SA13B-3994:
Further Studies of Ground-Level Auroral Kilometric Radiation
Monday, 15 December 2014
James W Labelle1, Xi Yan1, Sarah Pasternak1, Matt Broughton1, Allan T Weatherwax2, Hirotsugu Kojima3 and Roger R Anderson4, (1)Dartmouth College, Hanover, NH, United States, (2)Siena College, Physics, Loudonville, NY, United States, (3)Kyoto University, Kyoto, Japan, (4)University of Iowa, Iowa City, IA, United States
Abstract:
Following up initial observations of coincident ground-level AKR-like signals and outgoing AKR measured with the GEOTAIL satellite [LaBelle and Anderson, Geophys. Res. Lett., L04104, doi:10.1029/2010GL046411, 2011], investigation of 2008 data from four Antarctic observatories yields 37 additional examples.
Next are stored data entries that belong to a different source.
PR #1961, opened 2024-05-14
build: enable recommended typechecked rules

ollien:
I'm still in my linting rabbit hole for right now... I've gone ahead and enabled the `recommendedTypeChecked` rules in the linter. I want to eventually move towards `strictTypeChecked` (especially rules like [`no-unnecessary-condition`](https://typescript-eslint.io/rules/no-unnecessary-condition), which are very helpful for catching bugs), but one step at a time.

You can view the rules which are enabled, here https://typescript-eslint.io/rules/?=recommended-typeInformation

There are some code changes involved here, but I'm fairly confident they won't cause any issues. You can review the commits individually to better understand why each change was made

### DIFF
--- a/eslint.config.cjs
+++ b/eslint.config.cjs
@@ -8,7 +8,7 @@ const globals = require("globals");
 
 module.exports = tseslint.config(
     eslint.configs.recommended,
-    ...tseslint.configs.recommended,
+    ...tseslint.configs.recommendedTypeChecked,
     {
         plugins: {
             import: importsPlugin,
@@ -19,6 +19,10 @@ module.exports = tseslint.config(
             globals: {
                 ...globals.node,
                 ...globals.es6,
+            },
+            parserOptions: {
+                project: true,
+                tsconfigRootDir: __dirname,
             },
         },
         rules: {
@@ -65,6 +69,19 @@ module.exports = tseslint.config(
             "@typescript-eslint/explicit-function-return-type": "off",
             "@typescript-eslint/no-non-null-assertion": "off",
             "@typescript-eslint/no-explicit-any": "off",
+
+            "@typescript-eslint/no-misused-promises": "off",
+            "@typescript-eslint/no-unsafe-argument": "off",
+            "@typescript-eslint/no-unsafe-assignment": "off",
+            "@typescript-eslint/no-unsafe-call": "off",
+            "@typescript-eslint/no-unsafe-declaration-merging": "off",
+            "@typescript-eslint/no-unsafe-enum-comparison": "off",
+            "@typescript-eslint/no-unsafe-member-access": "off",
+            "@typescript-eslint/no-unsafe-return": "off",
+            "@typescript-eslint/restrict-template-expressions": "off", // too jumpy
+            "@typescript-eslint/no-floating-promises": "off", // jumpy; would be nice to turn on, but we have a lot of these
+            "@typescript-eslint/unbound-method": "off", // jumpy, given how vscode's API binds this. Would be good to remove.
+            "@typescript-eslint/require-await": "off", // TODO: remove
         },
     },
     {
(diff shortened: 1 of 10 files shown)


eslint.config.cjs
```diff
@@ -65,6 +71,15 @@ module.exports = tseslint.config(
             "@typescript-eslint/explicit-function-return-type": "off",
             "@typescript-eslint/no-non-null-assertion": "off",
             "@typescript-eslint/no-explicit-any": "off",
+            "@typescript-eslint/restrict-template-expressions": "off", // too jumpy
+            "@typescript-eslint/no-misused-promises": "off", // too jumpy
+            "@typescript-eslint/no-floating-promises": "off", // jumpy; would be nice to turn on, but we have a lot of these
```
justinmk, line 76: This one is very useful. We should try to enable it soon.

eslint.config.cjs
```diff
@@ -65,6 +71,15 @@ module.exports = tseslint.config(
...
+
+            // This codebase interacts with `any` a lot, so for now, all no-unsafe-* we violate are currently disabled
```
justinmk, line 78: A good compromise is to allow code to explicitly use `foo: any` to opt-in to "any". I think that's a tsconfig option, IIRC.

justinmk (approved):
Nice!

xiyaowong (dismissed):
Tips: `npx eslint-flat-config-viewer`

src/eventBus.ts
```diff
@@ -172,23 +171,21 @@ class EventBus implements Disposable {
      *
      * @param name - The name of the event.
      * @param handler - The handler function for the event.
-     * @param thisArg - The `this` context used when invoking the handler function.
```
xiyaowong, line 175: Why remove this?

ollien: This was to satisfy `no-unbound-method`. ESLint isn't smart enough to dive into this implementation to realize we are binding `this`. In practice, when setting up a listener, we never bound anything other than the `this` that already existed in lexical scope, so I preferred to use arrow functions, which capture `this`, rather than this binding.

eslint.config.cjs
ollien: I think we do, but maybe not. I'll check.

This basically prevents `any` from escaping your current scope, which I'm not sure that casting will satisfy.

src/eventBus.ts
xiyaowong: In general, this topic is also highly relevant to personal habits. I don't engage in too much discussion. The `thisArg` parameter is designed similarly in many APIs within VS Code as well. Regarding this rule, we can consider it as a suggestion rather than a limitation.

ollien: You're right, it's a style thing. We could follow the way VSCode APIs are set up, but we wouldn't be able to reap the benefits of this rule, which eliminate an entire class of bug. 

Would you be amenable to replacing the arrow functions with `this.foo.bind(this)`? It would have the same effect, and satisfy the linter.

xiyaowong:
IMO, this PR elevates personal style to a restriction for everyone.

ollien:
@xiyaowong these rules are not style, but enforce correctness. 

Are there any you would like to see removed?

xiyaowong:
Please keep the "thisArg". 

The significance of these changes is minor.
image

ollien:
I agree with @justinmk here, but I would much rather have some more guard rails, rather than none of them because we can't agree on one of them. 

Given all this, I'll revert that commit and disable this rule, but I may introduce it in a follow-on PR (as I plan to do with some of the other rules when I get the brain cycles)

xiyaowong (approved):

ollien:
Force pushed to drop 5b49a1454e4258e68a42ce0378681af4d3a094fa and fix a minor conflict in `master`

ollien:
Failure is expected in the tests: https://github.com/vscode-neovim/vscode-neovim/pull/1973#issuecomment-2118024739

PR #1962, opened 2024-05-14
feat!: use VSCode log level instead of our own

ollien:
After my confusion [here](https://github.com/vscode-neovim/vscode-neovim/discussions/1952), I changed the extension logging to use the VSCode setting, rather than our own. This also removes the `logLevel` setting we previously had.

The occurrence rate of the ground-level AKR-like signals peaks near 22 UT similar to that of AKR. Because the distant satellite observes AKR from many sources, and because many effects can hinder transmission of AKR from the sources to either the distant satellite or the ground, a perfect correlation between ground-level AKR-like signals and outgoing AKR at GEOTAIL is not expected, and indeed correlation analysis of the ten longest-duration events suggests an imperfect correlation with 2-3 sigma significance, although at time much better correlations occur. Statistical analysis of the existing data is therefore suggestive but not does not prove a connection between the ground-level AKR-like signals and outgoing AKR. Two other methods provide strong evidence in favor of a connection between the phenomena, however. The first full-resolution measurements of ground-level AKR using a digital receiver at South Pole Station show that its fine structure closely resembles that of AKR measured by spacecraft receivers and is completely different from that of auroral hiss, the other auroral emission in the kilometric wavelength range. The digital receiver also determined the polarization of the AKR-like emissions to be right-hand, implying propagation in the whistler mode in the ionosphere. A weaker form of evidence comes from considering the locations of the ground station, satellite, and active aurora during coincident events. Two case studies suggest that the location of the active aurora, presumed connected with the AKR sources, controls whether or not the ground station detects the AKR, or which of several ground stations detects it most strongly. Taken together, these investigations significantly strengthen the hypothesis that through some unknown mechanism, the sources of outgoing AKR detected by distant satellites on occasion generate signals which are detectable as whistler mode waves at low altitude or right-hand polarized signals at ground level.